We are proud to serve diverse communities, both locally and further afield. This diversity is reflected in the profile of our patients and workforce, and brings many benefits. 

We recognise we have more to do to address inequalities across the Trust and we have refocused our staff equality, diversity and inclusion strategy into 5 key improvement areas which include:

  •  ending unfair treatment; 
  •  understanding and including each other; 
  •  fair employment processes; 
  •  fair access to learning and development; 
  •  clear governance and accountabilities. 

Our Board have made a clear commitment to focus on anti-racism in 2023 and to renew our equality, diversity and inclusion action plan to eliminate discrimination and create a compassionate and fair organisation that has inclusion and equity at its core

We are committed to supporting staff with long term health conditions, those with a disability or who are neurodivergent, including anyone who acquires a disability during their employment. 

We also offer internships for young autistic people and supports a number of initiatives to ensure equal and inclusive access to learning and employment.

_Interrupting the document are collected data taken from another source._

PR #4070, opened 2023-05-30
util/disk: make implementation Windows friendly

sluongng:
Provide a Windows implementation to check directory's size.

**Related issues**: https://github.com/buildbuddy-io/buildbuddy-internal/issues/2314

### DIFF
--- a/server/util/disk/disk_windows.go
+++ b/server/util/disk/disk_windows.go
@@ -1,0 +1,27 @@
+//go:build windows
+
+package disk
+
+import (
+	"fmt"
+
+	"golang.org/x/sys/windows"
+)
+
+func GetDirUsage(path string) (*DirUsage, error) {
+	cwd, err := windows.UTF16PtrFromString(path)
+	if err != nil {
+		return nil, fmt.Errorf("failed to call UTF16PtrFromString: %v", err)
+	}
+
+	var freeBytesAvailableToCaller, totalNumberOfBytes, totalNumberOfFreeBytes uint64
+	if err := windows.GetDiskFreeSpaceEx(cwd, &freeBytesAvailableToCaller, &totalNumberOfBytes, &totalNumberOfFreeBytes); err != nil {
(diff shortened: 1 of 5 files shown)


server/util/disk/disk_windows.go
```diff
@@ -0,0 +1,27 @@
...
+	var freeBytesAvailableToCaller, totalNumberOfBytes, totalNumberOfFreeBytes uint64
+	if err := windows.GetDiskFreeSpaceEx(cwd, &freeBytesAvailableToCaller, &totalNumberOfBytes, &totalNumberOfFreeBytes); err != nil {
+		return nil, err
+	}
+	return &DirUsage{
+		TotalBytes: totalNumberOfBytes,
+		UsedBytes:  totalNumberOfBytes - totalNumberOfFreeBytes,
+		FreeBytes:  totalNumberOfFreeBytes,
+		AvailBytes: freeBytesAvailableToCaller,
+	}, nil
```
bduffany, line 26: sanity check: did you look at the return value here and make sure it looks reasonable?

bduffany (approved):

server/util/disk/disk_windows.go
sluongng: I am trying to provision a Windows machine (locally or on the cloud) to verify this.

Let's convert this to draft to prevent it from merging until then.

sluongng: This is the result when pointed to a subdir in `D:\\` drive

```
&{TotalBytes:199996993536 UsedBytes:4949659648 FreeBytes:195047333888 AvailBytes:195047333888}
```

With `D:` being like this
image

So I think it's consistent with the result on UNIX.
Added a test to make sure.

bduffany: Nice, thanks for checking this :+1:

bduffany (approved):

Our 10 year sustainability strategy, launched in June 2021, recognises the Trust's environmental impact and our responsibility to actively protect our environment by providing sustainable healthcare. 

Our strategy considers both our national and sector obligations, as well as our position as an 'anchor institution'. We continue to work closely with our Integrated Care Systems to deliver a joined-up approach to sustainability initiatives across south east and north west London. 

The Trust is committed to delivering a net zero health service as part of the Greener NHS Programme, and over the past year we have focused on three strategic themes where we can make the biggest difference: carbon zero, connecting with nature, and cycle of resources. This includes:

  • continuing to encourage active and sustainable travel for patients and staff to reduce emissions, working towards operating 'greener fleets', using electric vehicles, and supporting staff to work remotely where appropriate.
  • enhancing our surroundings for patients and staff by increasing access to the naturel environment, encouraging active transport and improving air quality.
  • We are reducing waste through a range of projects which focus on repair, reuse, recycling and innovation.